# Activity
Every record here needs to be duplicated exactly.

Stored data entries:
"""

PR #416, opened 2017-08-07
Add roles to populate, backup, and restore pulp

kdelee:
Adds two playbooks and three roles.

The `pulp_backup.yaml` playbook uses existing roles to install pulp on a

"""

# Result of the task
PR #416, opened 2017-08-07
Add roles to populate, backup, and restore pulp

kdelee:
Adds two playbooks and three roles.

The `pulp_backup.yaml` playbook uses existing roles to install pulp on a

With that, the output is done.